Model Choices. When you first tackle an ML problem, you usually don’t know what algorithm is best. For example, you might want to choose between Boosting and a Neural Net. Even for a single type of algorithm (say a Neural Net), you might not know what Hyper-Parameters (e.g. The number of layers) are optimal. Human mode should make it easy to A) try out, and B) validate many choices quickly. “A)” is enabled by different algorithms having a common interface. “B)”, similar to Test Mode, is enabled by training and validating models on a smaller set of local data. You could afford a little more time for the models to train than in TestMode; but you can’t afford hours, as the humans involved would get bored. Hence, like the data inspection step, you’d want your data to live locally, or in someplace where access is fast.
Inspecting Results. In many ways, this is similar to Inspecting Data. You want the humans in the loop for getting a sense of how the models are doing. This involves looking at the data in more detail than a few performance metrics. For example, judging a model on False Positive/Negative Rates or a Confusion Matrix might be insufficient. Instead, the human inspector would want to see what types of features led to False Positives, and what led to Negatives. Like Inspecting Data, this would involve a lot of visualization, custom dashboards and slicing/dicing at will.
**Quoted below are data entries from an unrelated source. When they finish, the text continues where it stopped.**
PR #410, opened 2016-07-05
[WIP] Revised SE-0107: UnsafeRawPointer API, initialization method names.

atrick:
Naming improvements suggested by Brent Royal-Gordon.

### DIFF
--- a/proposals/0107-unsaferawpointer.md
+++ b/proposals/0107-unsaferawpointer.md
@@ -229,7 +229,7 @@ The `load` and `storeRaw` operations are assymetric. `load` reads raw
 bytes but properly constructs a new value of type `T` with its own
 lifetime. Any copied references will be retained. In contrast,
 `storeRaw` only operates on a value's raw bytes, writing them into
-untyped memory. The in-memory copy will not be initialized and any
+untyped memory. The in-memory copy will not be constructed and any
 previously initialized value in this memory will not be deinitialized
 (it cannot be because its type is unknown). Consequently, `storeRaw`
 should only be performed on trivial types.
@@ -1455,7 +1455,10 @@ helper, no unsafe casting is necessary in the previous example:
 
 Most of the API was already presented above. For the sake of having it
 in one place, a list of the expected `UnsafeMutableRawPointer` members
-is shown below:
+is shown below.
+
+For full doc comments, see the [github revision]
+(https://github.com/atrick/swift/blob/80a1f2624ee4aae7d51253d1b2541826b01d4118/stdlib/public/core/UnsafeRawPointer.swift.gyb).
 
 ```swift
 struct UnsafeMutableRawPointer : Strideable, Hashable, _Pointer {
--- a/proposals/0107-unsaferawpointer.md
+++ b/proposals/0107-unsaferawpointer.md
@@ -1583,15 +1583,15 @@ extension UnsafePointer<Pointee> {
 }
 ```
 
-The following `UnsafeMutablePointer` members are renamed:
+The following `UnsafeMutablePointer` members are modified:
 
 ```swift
 extension UnsafeMutablePointer<Pointee> {
-  // Naming conventions.
+  // Naming conventions changed here:
   static func allocate(capacity: Int) -> UnsafeMutableRawPointer
   func deallocate(capacity: Int)
 
-  // Naming conventions.
+  // Naming conventions changed here:
   func assign(from source: UnsafePointer<Pointee>, forwardToCount: Int)
   func assign(from source: UnsafePointer<Pointee>, backwardToCount: Int)
   func moveInitialize(
@@ -1603,7 +1603,7 @@ extension UnsafeMutablePointer<Pointee> {
   func initialize<C : Collection>(from source: C)
   func moveAssign(from source: ${Self}, count: Int) {
 
-  // Now returns a raw pointer.
+  // This now returns a raw pointer.
   func deinitialize(count: Int = 1) -> UnsafeMutableRawPointer
 ```
 
--- a/proposals/0107-unsaferawpointer.md
+++ b/proposals/0107-unsaferawpointer.md
@@ -1477,34 +1477,36 @@ struct UnsafeMutableRawPointer : Strideable, Hashable, _Pointer {
   func bindMemory<T>(to: T.Type, capacity: Int) -> UnsafeMutablePointer<T>
   func assumingMemoryBound<T>(to: T.Type) -> UnsafeMutablePointer<T>
 
-  func initialize<T>(_: T.Type, with: T, count: Int = 1)
+  func initialize<T>(_: T.Type, to: T, count: Int = 1)
     -> UnsafeMutablePointer<T>
-  func initialize<T>(toContiguous: T.Type, atIndex: Int, with: T)
+  func initialize<T>(contiguous: T.Type, at: Int, to: T)
     -> UnsafeMutablePointer<T>
 
-  func initialize<T>(from: UnsafePointer<T>, count: Int)
+  func initialize<T>(from: UnsafePointer<T>, forwardToCount: Int)
     -> UnsafeMutablePointer<T>
-  func initializeBackward<T>(from: UnsafePointer<T>, count: Int)
+  func initialize<T>(from: UnsafePointer<T>, backwardToCount: Int)
     -> UnsafeMutablePointer<T>
 
   // The `move` APIs deinitialize the memory at `from`.
-  func moveInitialize<T>(from: UnsafePointer<T>, count: Int)
+  func moveInitialize<T>(from: UnsafePointer<T>, forwardToCount: Int)
     -> UnsafeMutablePointer<T>
-  func moveInitializeBackward<T>(from: UnsafePointer<T>, count: Int)
+  func moveInitialize<T>(from: UnsafePointer<T>, backwardToCount: Int)
     -> UnsafeMutablePointer<T>
 
-  func load<T>(_: T.Type) -> T
-  func load<T>(_: T.Type, atByteOffset: Int) -> T
-  func load<T>(fromContiguous: T.Type, atIndex: Int) -> T
+  func load<T>(as: T.Type) -> T
+  func load<T>(fromByteOffset: Int, as: T.Type) -> T
+  func load<T>(fromContiguous: T.Type, at: Int) -> T
 
   // storeRaw performs bytewise writes, but proper alignment for `T` is still
   // required.
   // T must be a trivial type.
-  func storeRaw<T>(_: T.Type, with: T)
-  func storeRaw<T>(toContiguous: T.Type, atIndex: Int, with: T)
-  func storeRaw<T>(contiguous: T.Type, from: UnsafeRawPointer, count: Int)
-  func storeRawBackward<T>(
-    contiguous: T.Type, from: UnsafeRawPointer, count: Int)
+  func storeRaw<T>(_: T, as: T.Type)
+  func storeRaw<T>(_: T, toContiguous: T.Type, at: Int)
+  func storeRaw<T>(_: T, toByteOffset: Int)
+  func storeRaw<T>(
+    contiguous: T.Type, from: UnsafeRawPointer, forwardToCount: Int)
+  func storeRaw<T>(
+    contiguous: T.Type, from: UnsafeRawPointer, backwardToCount: Int)
 
   func distance(to: UnsafeRawPointer) -> Int
   func advanced(by: Int) -> UnsafeRawPointer
@@ -1531,9 +1533,9 @@ struct UnsafeRawPointer : Strideable, Hashable, _Pointer {
   func bindMemory<T>(to: T.Type, capacity: Int) -> UnsafePointer<T>
   func assumingMemoryBound<T>(to: T.Type) -> UnsafePointer<T>
 
-  func load<T>(_: T.Type) -> T
-  func load<T>(_: T.Type, atByteOffset: Int) -> T
-  func load<T>(fromContiguous: T.Type, atIndex: Int) -> T
+  func load<T>(as: T.Type) -> T
+  func load<T>(fromByteOffset: Int, as: T.Type) -> T
+  func load<T>(fromContiguous: T.Type, at: Int) -> T
 
   func distance(to: UnsafeRawPointer) -> Int
   func advanced(by: Int) -> UnsafeRawPointer
@@ -1587,12 +1589,14 @@ extension UnsafeMutablePointer<Pointee> {
   func deallocate(capacity: Int)
 
   // Naming conventions.
-  func assign(from source: UnsafePointer<Pointee>, count: Int)
-  func assignBackward(from source: UnsafePointer<Pointee>, count: Int)
-  func moveInitialize(from source: UnsafeMutablePointer<Pointee>, count: Int)
-  func moveInitializeBackward(from source: UnsafeMutablePointer<Pointee>,
-                              count: Int)
-  func initialize(from source: UnsafeMutablePointer<Pointee>, count: Int)
+  func assign(from source: UnsafePointer<Pointee>, forwardToCount: Int)
+  func assign(from source: UnsafePointer<Pointee>, backwardToCount: Int)
+  func moveInitialize(
+    from source: UnsafeMutablePointer<Pointee>, forwardToCount: Int)
+  func moveInitialize(
+    from source: UnsafeMutablePointer<Pointee>, backwardToCount: Int)
+  func initialize(
+    from source: UnsafeMutablePointer<Pointee>, forwardToCount: Int)
   func initialize<C : Collection>(from source: C)
   func moveAssign(from source: ${Self}, count: Int) {
 


proposals/0107-unsaferawpointer.md
```diff
@@ -1477,34 +1477,36 @@ struct UnsafeMutableRawPointer : Strideable, Hashable, _Pointer {
   func bindMemory<T>(to: T.Type, capacity: Int) -> UnsafeMutablePointer<T>
   func assumingMemoryBound<T>(to: T.Type) -> UnsafeMutablePointer<T>
 
-  func initialize<T>(_: T.Type, with: T, count: Int = 1)
+  func initialize<T>(_: T.Type, to: T, count: Int = 1)
     -> UnsafeMutablePointer<T>
-  func initialize<T>(toContiguous: T.Type, atIndex: Int, with: T)
+  func initialize<T>(contiguous: T.Type, at: Int, to: T)
```
dabrahams: This one looks really easy to misuse.  Is the `at` parameter (BTW, you **need** parameter names distinct from the argument labels!) measured in bytes or in `T`'s?

dabrahams: Both of the above don’t look like they read well:

```swift
address.initialize(String.self, to: “hello")
address.initialize(contiguous: String.self, at: position, to: “hello”)
```
In the first one, it makes `String.self` read as the direct object, but we are not initializing the type; we’re initializing memory.

`contiguous` is very confusing in the latter call because it implies multiple elements, yet this initializes only a single element.  What’s it supposed to mean?

proposals/0107-unsaferawpointer.md
```diff
@@ -1477,34 +1477,36 @@ struct UnsafeMutableRawPointer : Strideable, Hashable, _Pointer {
...
-  func initializeBackward<T>(from: UnsafePointer<T>, count: Int)
+  func initialize<T>(from: UnsafePointer<T>, backwardToCount: Int)
     -> UnsafeMutablePointer<T>
 
   // The `move` APIs deinitialize the memory at `from`.
-  func moveInitialize<T>(from: UnsafePointer<T>, count: Int)
+  func moveInitialize<T>(from: UnsafePointer<T>, forwardToCount: Int)
     -> UnsafeMutablePointer<T>
-  func moveInitializeBackward<T>(from: UnsafePointer<T>, count: Int)
+  func moveInitialize<T>(from: UnsafePointer<T>, backwardToCount: Int)
```
dabrahams: Didn’t we agree to dump separate forward/backward APIs?

proposals/0107-unsaferawpointer.md
```diff
@@ -1477,34 +1477,36 @@ struct UnsafeMutableRawPointer : Strideable, Hashable, _Pointer {
...
     -> UnsafeMutablePointer<T>
 
-  func load<T>(_: T.Type) -> T
-  func load<T>(_: T.Type, atByteOffset: Int) -> T
-  func load<T>(fromContiguous: T.Type, atIndex: Int) -> T
+  func load<T>(as: T.Type) -> T
```
dabrahams: I don’t think we want a label here.  Isn’t it reasonable to say

```swift
address.load(String.self)
```
?

proposals/0107-unsaferawpointer.md
```diff
@@ -1477,34 +1477,36 @@ struct UnsafeMutableRawPointer : Strideable, Hashable, _Pointer {
...
+  func load<T>(fromByteOffset: Int, as: T.Type) -> T
```
dabrahams: I like the old one better.  The change from `at` to `from` is nice, though.

proposals/0107-unsaferawpointer.md
```diff
@@ -1477,34 +1477,36 @@ struct UnsafeMutableRawPointer : Strideable, Hashable, _Pointer {
...
+  func load<T>(fromContiguous: T.Type, at: Int) -> T
```
dabrahams: I don’t know what contiguous means in this context.  BTW, doc comments would help these APIs.  You shouldn’t really propose APIs without them.

proposals/0107-unsaferawpointer.md
```diff
@@ -1477,34 +1477,36 @@ struct UnsafeMutableRawPointer : Strideable, Hashable, _Pointer {
...
 
   // storeRaw performs bytewise writes, but proper alignment for `T` is still
   // required.
   // T must be a trivial type.
-  func storeRaw<T>(_: T.Type, with: T)
-  func storeRaw<T>(toContiguous: T.Type, atIndex: Int, with: T)
-  func storeRaw<T>(contiguous: T.Type, from: UnsafeRawPointer, count: Int)
-  func storeRawBackward<T>(
-    contiguous: T.Type, from: UnsafeRawPointer, count: Int)
+  func storeRaw<T>(_: T, as: T.Type)
```
dabrahams: Why are we putting “raw” in the name?  You’re already in a “raw” pointer.  Presumably all the operations are somehow raw.

proposals/0107-unsaferawpointer.md
```diff
@@ -1587,12 +1589,14 @@ extension UnsafeMutablePointer<Pointee> {
   func deallocate(capacity: Int)
 
   // Naming conventions.
```
dabrahams: What does that comment mean?

proposals/0107-unsaferawpointer.md
brentdax: I read it as "initialize contiguous `String` at `position` to `"hello"`"—that is, assume the pointer points to contiguous `String`s, and initialize the `String` at `position` to `"hello"`.

If you don't think that reads well, I wonder if we can combine both the `at` and `count` variants into one call:

```swift
func initialize<T>(_: T.Type, at: Int = 0, count: Int = 1, to value: T) -> UnsafeMutablePointer<T>

address.initialize(String.self, to: "hello")
address.initialize(String.self, at: 3, to: "hello")
address.initialize(String.self, count: 3, to: "hello")
address.initialize(String.self, at: 3, count: 3, to: "hello") 
```

If the bare type doesn't read well, it could have an `as` label.

proposals/0107-unsaferawpointer.md
brentdax: I'm not the one who chose this name, but I read it as a reminder that this API won't do reference counting or other operations we would normally associate with storing a value to memory.

proposals/0107-unsaferawpointer.md
atrick: I think the "as" label makes sense when working with a raw pointer.

I like this:

func initialize<T>(as: T.Type, at: Int = 0, count: Int = 1, to value: T) -> UnsafeMutablePointer<T>

address.initialize(as: String.self, to: "hello")
address.initialize(as: String.self, at: 3, to: "hello")
address.initialize(as: String.self, count: 3, to: "hello")
address.initialize(as: String.self, at: 3, count: 3, to: "hello")

proposals/0107-unsaferawpointer.md
atrick: Yes. Let's dump forward/backward APIs.

proposals/0107-unsaferawpointer.md
atrick: address.load(String.self) is readable, but the "as" label is a nice cue that this operation reads from raw memory. Memory could in theory hold a different type (that happens to by layout compatible with String :)

proposals/0107-unsaferawpointer.md
atrick: If we use the "as" label everywhere, which I like for raw pointers, then this is more readable:

address.load(fromByteOffset: offset, as: Int.self)

proposals/0107-unsaferawpointer.md
dabrahams: on Wed Jul 06 2016, Andrew Trick <notifications-AT-github.com> wrote:

> I like this:
>
> func initialize<T>(as: T.Type, at: Int = 0, count: Int = 1, to value: T) -> UnsafeMutablePointer<T>
>
> address.initialize(as: String.self, to: "hello")

Changing the order would be more idiomatic, since we already have 

         "hello" as String

  address.initialize(to: "hello", as: String.self)

> 
> address.initialize(as: String.self, at: 3, to: "hello")

That's non-grammatical, and I still don't know whether the `at:`
parameter is measured in bytes or in `MemoryLayout<String>.stride`s.
Which is it?  I can't even make a good recommendation until I know your
intentention.

> address.initialize(as: String.self, count: 3, to: "hello")

I would prefer `count:` to go last and be defaulted to 1

> address.initialize(as: String.self, at: 3, count: 3, to: "hello")

Are all these combinations really needed?  I'm just not sure it's worth
the API complexity.

dabrahams: One other point: saying `initializeMemory` would probably be clearer and more consistent.  We are not initializing the pointer.

proposals/0107-unsaferawpointer.md
dabrahams: Okay, I get your point… but if you really want to make that clear, you might want to go with

```swift
address.load(interpretingMemoryAs: String.self)
```

proposals/0107-unsaferawpointer.md
dabrahams: Agreed.

proposals/0107-unsaferawpointer.md
dabrahams: PING!

proposals/0107-unsaferawpointer.md
dabrahams: That’s already a precondition of the function.  If anything I would encode *that* in the name, e.g. `store(x, asTrivial: Int.self)`

proposals/0107-unsaferawpointer.md
atrick: I'll try to always include a link to the [full doc comments](https://github.com/atrick/swift/blob/80a1f2624ee4aae7d51253d1b2541826b01d4118/stdlib/public/core/UnsafeRawPointer.swift.gyb). This PR probably should have been done off the branch rather than the proposal itself.

  /// Load a single value of type `T` at the specified `index` from
  /// this memory as if it contains at least `index` + 1 contiguous
  /// values of type `T`.

The `load(fromContiguous:at:) API is a convenience to avoid typing fromByteOffset: strideof(T.self) * index.

The original request was for a load(fromArrayOf: T.Type, at: Int) API. But I don't want to use the term "array" so I've been using "contiguous"

proposals/0107-unsaferawpointer.md
atrick: Brent is correct.

TL;DR: Storing into raw memory is significantly more raw than loading from raw memory. `storeRaw` is basically our exposed `memcpy` API.

From the proposal:

The `load` and `storeRaw` operations are assymetric. `load` reads raw
bytes but properly constructs a new value of type `T` with its own
lifetime. Any copied references will be retained. In contrast,
`storeRaw` only operates on a value's raw bytes, writing them into
untyped memory. The in-memory copy will not be constructed and any
previously initialized value in this memory will not be deinitialized
(it cannot be because its type is unknown). Consequently, `storeRaw`
should only be performed on trivial types.

Assigning memory to a nontrivial type is done by binding the type:

```swift
rawPtr.bindMemory(to: PreviousType.self, capacity: 1).deinitialize(count: 1)
rawPtr.initialize(NewType.self, with: NewType())
```

proposals/0107-unsaferawpointer.md
atrick: This is a list of methods that only changed with respect to their naming conventions. Next time I'll send a PR on the branch that defines UnsafeRawPointer for more thorough review.

proposals/0107-unsaferawpointer.md
atrick: ...and I think Dave's point is that if the method is only valid on trivial types, the user doesn't really need to worry about all that.

I'm fine with `store(x, asTrivial: Int.self)`

I just don't want anyone to think that `load` & `store` are symmetric.

proposals/0107-unsaferawpointer.md
dabrahams: I’m not convinced this API is a good idea.  Is there really a strong enough use-case for it?  

My theory: if you are dealing with actual contiguous `T`’s you should be using typed access.  Otherwise, your `T` is unlikely to line up on a multiple of `MemoryLayout<T>.stride` anyhow.  What’s left over?  Are the uses important enough to complicate the API for?

atrick: I'm working on a new PR, but meanwhile here's an update:

I'll remove load(fromContiguous:at:) and storeRaw(_:toContiguous:at:) because they read poorly, they are additive, and we don't have compelling use cases yet.

Now, for single-value reads and writes we have:

func load<T>(as: T.Type) -> T
func load<T>(fromByteOffset: Int, as: T.Type) -> T

func store<T>(_: T, asTrivial: T.Type)
func store<T>(_: T, toByteOffset: Int, asTrivial: T.Type)

It's necessary to provide these APIs because they are the only way to
access the bytes of untyped memory. They don't really satisfy common
anticipated use cases. I think the "ByteOffset" convenience variants
are reasonable if though they are additive because they make it even
more clear that the function is accessing raw bytes. For manual layout, I
would slightly prefer that people use the "ByteOffset" APIs than bytewise pointer arithmetic.

atrick: Sorry for copy-pasting quickly. This is the proposed API for single-value reads and writes of raw bytes:

```swift
func load<T>(as: T.Type) -> T
func load<T>(fromByteOffset: Int, as: T.Type) -> T

func store<T>(_: T, asTrivial: T.Type)
func store<T>(_: T, toByteOffset: Int, asTrivial: T.Type)
```

proposals/0107-unsaferawpointer.md
atrick: I would like to distinguish initialization via raw pointer from initialization via typed pointer primarily because raw pointer initialization binds memory to a type.

Option 1:
--------

```swift
// n copies of a single value
rawPtr.initializeMemory(as: Int.self, count: n, to: x)
// read n copies out of memory at `ptrToInt`
rawPtr.initializeMemory(as: Int.self, from: ptrToInt, count: n)
```

Option 2:
--------

```swift
// n copies of a single value
rawPtr.initializeAndBind(as: Int.self, count: n, to: x)
// read n copies out of memory at `ptrToInt`
rawPtr.initializeAndBind(as: Int.self, from: ptrToInt, count: n)
```

proposals/0107-unsaferawpointer.md
```diff
@@ -1477,34 +1477,36 @@ struct UnsafeMutableRawPointer : Strideable, Hashable, _Pointer {
...
-  func storeRaw<T>(contiguous: T.Type, from: UnsafeRawPointer, count: Int)
-  func storeRawBackward<T>(
-    contiguous: T.Type, from: UnsafeRawPointer, count: Int)
+  func storeRaw<T>(_: T, as: T.Type)
+  func storeRaw<T>(_: T, toContiguous: T.Type, at: Int)
+  func storeRaw<T>(_: T, toByteOffset: Int)
+  func storeRaw<T>(
+    contiguous: T.Type, from: UnsafeRawPointer, forwardToCount: Int)
+  func storeRaw<T>(
+    contiguous: T.Type, from: UnsafeRawPointer, backwardToCount: Int)
```
atrick: I realized I have not gotten enough feedback on this method:
 `fun storeRaw<T>(contiguous: T.Type, from: UnsafeRawPointer,
forwardToCount: Int)`

This is the `memcpy` API. It is very similar to bulk initialization:

`ptrToInt = rawPtr.initializeMemory(as: Int.self, from: srcAddress, count: n)`

But in this case, the memory does not need to be uninitialized, no
values are constructed, the memory is not bound, and no typed pointer
is returned.

For single value stores we have:
`rawPtr.store(x, asTrivial: Int.self)`

For bulk stores I think we should simply have:

`rawPtr.store(bytes: strideof(Int.self) * n, from: srcAddress)`

Proposed:
`func store<T>(bytes: Int, from: UnsafeRawPointer)`

proposals/0107-unsaferawpointer.md
dabrahams: on Thu Jul 07 2016, Andrew Trick <notifications-AT-github.com> wrote:

> For manual layout, I would slightly prefer that people use the
> "ByteOffset" APIs than bytewise pointer arithmetic.

  let x = p.load(fromByteOffset: 20, as: Int.self)

  let x = (p + 20).load(as: Int.self)

Just looking at these, I don't find the first one to be any clearer than
the second.  Do you?

-- 
Dave

proposals/0107-unsaferawpointer.md
dabrahams: on Thu Jul 07 2016, Andrew Trick <notifications-AT-github.com> wrote:

>>      -> UnsafeMutablePointer<T>
>> -  func initialize<T>(toContiguous: T.Type, atIndex: Int, with: T)
>> +  func initialize<T>(contiguous: T.Type, at: Int, to: T)
>
> I would like to distinguish initialization via raw pointer from
> initialization via typed pointer primarily because raw pointer
> initialization binds memory to a type.

They can both be viewed as doing that, can't they, since binding to a
type is idempotent?

>
> Option 1:
> --------
>
> ```swift
> // n copies of a single value
> rawPtr.initializeMemory(as: Int.self, count: n, to: x)
> // read n copies out of memory at `ptrToInt`
> rawPtr.initializeMemory(as: Int.self, from: ptrToInt, count: n)
> ```
>
> Option 2:
> --------
>
> ```swift
> // n copies of a single value
> rawPtr.initializeAndBind(as: Int.self, count: n, to: x)
> // read n copies out of memory at `ptrToInt`
> rawPtr.initializeAndBind(as: Int.self, from: ptrToInt, count: n)
> ```

Option 1 is much better, IM (subjective) O.

-- 
Dave

proposals/0107-unsaferawpointer.md
atrick: @jckarter requested the load-from-byte-offset feature as a significant improvement over `(p + offset).load(as:)`. I think Joe's main argument is that if `offset` is a complex expression, the `fromByteOffset` form will be much more readable. I agree.

I'm not particularly interested in very seldom used, purely additive APIs, but in this case I do think it the `byteOffset` form, for both load and store, makes it more clear that offset is in bytes and that the address computation is untyped. Otherwise, the user needs to infer that all from the pointer type.

proposals/0107-unsaferawpointer.md
atrick: Yes, binding is idempotent!
There is an important difference between `rawPtr.initializeMemory(as: T.self, to: T())` and `ptrToT.initialize(to: Pointee())` because the raw initialize can be called to `rebind` to a different type. The later has a precondition that the memory is already bound to `Pointee`.

That difference is somewhat signaled by the `as` label. However, I think it's also good to give the `raw` version a different name to clearly distinguish them. It then reads nicely as "initialize memory as `T`" because changing the memory's bound type is as important to this operation as changing the initialized state.

I do *not* want to rename all of the `UnsafePointer<T>` APIs with the `Memory` suffix, mainly because it would be excessive, cumbersome, and wouldn't solve any real usability problem:
- initialize
- moveInitialize
- assign
- moveAssign

I think "memory" is the obviously implied target of this API family.

proposals/0107-unsaferawpointer.md
dabrahams: on Fri Jul 08 2016, Andrew Trick <notifications-AT-github.com> wrote:

>>      -> UnsafeMutablePointer<T>
>>  
>> -  func load<T>(_: T.Type) -> T
>> -  func load<T>(_: T.Type, atByteOffset: Int) -> T
>> -  func load<T>(fromContiguous: T.Type, atIndex: Int) -> T
>> +  func load<T>(as: T.Type) -> T
>> +  func load<T>(fromByteOffset: Int, as: T.Type) -> T
>> +  func load<T>(fromContiguous: T.Type, at: Int) -> T
>
> @jckarter requested the load-from-byte-offset feature as a significant
> improvement over `(p + offset).load(as:)`. I think Joe's main argument
> is that if `offset` is a complex expression, the `fromByteOffset` form
> will be much more readable. I agree.

We have normal ways of dealing with that situation:

    let byteOffset = a complex expression
    (p + byteOffset).load(as: Int.self)

There's no need to design special provisions into this API for doing
what every Swift programmer knows how to do.

> I'm not particularly interested in very seldom used, purely additive
> APIs, but in this case I do think it the `byteOffset` form, for both
> load and store, makes it more clear that offset is in bytes and that
> the address computation is untyped. Otherwise, the user needs to infer
> that all from the pointer type.

Then are we planning to omit arithmetic on UnsafeRawPointer altogether?
If not, why not?

proposals/0107-unsaferawpointer.md
dabrahams: Memory is the target of the initialize family but not the others.  The others are operating on initialized `T`s.

Once you initialize memory to a particular type, it seems thoroughly obvious that the memory is bound to that type.  If any word is dispensable here, I’d say it’s “bind”.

There are more and more automated Test Mode tools, but few effective tools for Human Mode; probably because each human and ML problem is different. Humans need to be allowed to apply creativity and adapt. The best ML organizations are those that perfect Human Mode.

Production Mode

Production Mode is the final Model in the ML Pipeline. By this time, almost all the productive work is complete. Test Mode ensures that the code and other steps work properly. Human Mode ensures that humans have applied their human intelligence and expertise to solve the problem. All that remains is to train the final production model. This almost always involves running the entire pipelines just once, without iteration. These steps rarely need to repeat, or we need to go back to the Human or Test Mode, usually when some specific data breaks the pipeline.

Sadly, many ML pipelines operate only in Production Mode. “Testing in Production” slows down development significantly, and the lack of Human Mode means that models are hardly optimal.

Some Concluding Thoughts

Having different modes requires some initial investment and thought, but is well worth it — the gains in speed more than make up for the initial cost. Also, many of the principles behind these “modes” make future development more efficient. For example, adhering to “common interface” described in Human Mode make it easy to apply the same pipeline to new problems. Contrastingly, when the only mode available is Production Mode, pipelines need to be rebuilt for every problem.

The organizations that have perfected the “Art of the ML Pipeline”, have completely Automated Test Mode and Production Mode. Hence, humans only need to focus on Human Mode; which makes sense because that is the step that depends on Human Intelligence. They also tend to attract the best human ML experts because such experts have the opportunity to exercise their expertise and creativity. In contrast, organizations stuck in Production Mode force their humans to be machines, and waste time drudging in mundane tasks.